Results and discussion

Of the 135 descriptors, 45 features were selected. Several parameters were calculated for this step, which are depicted in Table 1 below.

Table 1

Statistical results for the feature selection step. AICc (corrected version of AIC based on sample size) and BIC are measures of the feature selection performance.

RMSE	R Squared	R Squared Adj.	AICc	BIC
0.0102	0.7909	0.7461	−1555.61	−1410.68

SIMPLS QSAR model

Using the descriptors selected in the previous step, the SIMPLS model was constructed. In Fig. 3 , we show the coefficients of essential descriptors in the SIMPLS model. The descriptors employed in our model are depicted in Fig. 4 A. The model was able to provide satisfactory results (Fig. 4B and C), as indicated by the good regression coefficient (R2 = 0.8054) and cross-validation regression coefficient (Q2 = 0.5856) values (Table 2 ). The minimum root mean PRESS was 0.6534, and the minimizing number of factors was 14 (Fig. 4D). The maximum number of factors was set to 15, and 14 gave us the lowest minimizing factor value. Thirty-two descriptors could get a VIP value greater than 0.8, suggesting that they have played an important role in predicting EC50. The model provides a regression equation of the descriptors that is computationally efficient with desirable accuracy.

Fig. 3

The main steps in the generation of the PLSR-based QSAR model for TLR7 agonists.

Fig. 4

A) Coefficients of important variables in the SIMPLS model. B) Left plot is actual (1/Log (EC50)) over the predicted plot for training data. C) The residual values over predicted values of 1/Log (EC50) for the training set. D) Minimum root mean PRESS = 0.6534 for the minimizing number of factors of 14.

Table 2

Details of statistical results for cross-validation of SIMPLS model in training phase.

Number of factors	Root Mean PRESS	Q2	Cumulative Q2	R2X	Cumulative R2X	R2Y	Cumulative R2Y
0	1.0039	−0.0079	−0.0079	0.0000	0.0000	0.0000	0.0000
1	0.7774	0.3957	0.3957	0.2970	0.2970	0.4204	0.4204
2	0.7215	0.4794	0.6854	0.1255	0.4225	0.0984	0.5189
3	0.6890	0.5253	0.8506	0.0515	0.4740	0.0666	0.5855
4	0.6889	0.5254	0.9291	0.1867	0.6607	0.0071	0.5926
5	0.6956	0.5162	0.9657	0.0521	0.7128	0.0209	0.6135
6	0.7078	0.4990	0.9828	0.0114	0.7243	0.0368	0.6502
7	0.6850	0.5308	0.9919	0.0294	0.7537	0.0111	0.6614
8	0.6735	0.5464	0.9963	0.0312	0.7849	0.0080	0.6694
9	0.6619	0.5619	0.9984	0.0159	0.8008	0.0077	0.6771
10	0.6624	0.5612	0.9993	0.0163	0.8170	0.0062	0.6833
11	0.6632	0.5602	0.9997	0.0183	0.8354	0.0058	0.6891
12	0.6619	0.5618	0.9999	0.0117	0.8471	0.0075	0.6966
13	0.6594	0.5652	0.9999	0.0109	0.8580	0.0059	0.7026
14	0.6535	0.5730	1.0000	0.0129	0.8709	0.0054	0.7080
15	0.6640	0.5591	1.0000	0.0161	0.8870	0.0048	0.7127

GCUT_SLOGP, reactive, SMR_VSA0, PEOE_VSA+1, and PEOE_VSA-3 were the most important descriptors.

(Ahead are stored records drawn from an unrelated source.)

PR #16251, opened 2021-12-14
Correct spelling & grammar in 4.4 messenger.rst

gnito-org:

### DIFF
--- a/messenger.rst
+++ b/messenger.rst
@@ -25,7 +25,7 @@ Creating a Message & Handler
 Messenger centers around two different classes that you'll create: (1) a message
 class that holds data and (2) a handler(s) class that will be called when that
 message is dispatched. The handler class will read the message class and perform
-some task.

The GCUT descriptors exploit the atomic contribution to logP (using the Wildman and Crippen SlogP method) instead of partial charge. Reactive is an indicator of the presence of reactive groups. VSA is an abbreviation for van der Waals surface area, and SMR denotes the sum of vi such that Ri is in [0,0.11], in which Ri denotes the contribution to Molar Refractivity for atom i, and vi refers to the van der Waals surface area (Å2) of atom i. The Partial Equalization of Orbital Electronegativities (PEOE) is a method for the calculation of atomic partial charges, and the charge is transferred between bonded atoms until equilibrium [36]. We can roughly conclude that features related to solubility and energy values were the most relevant features in our model.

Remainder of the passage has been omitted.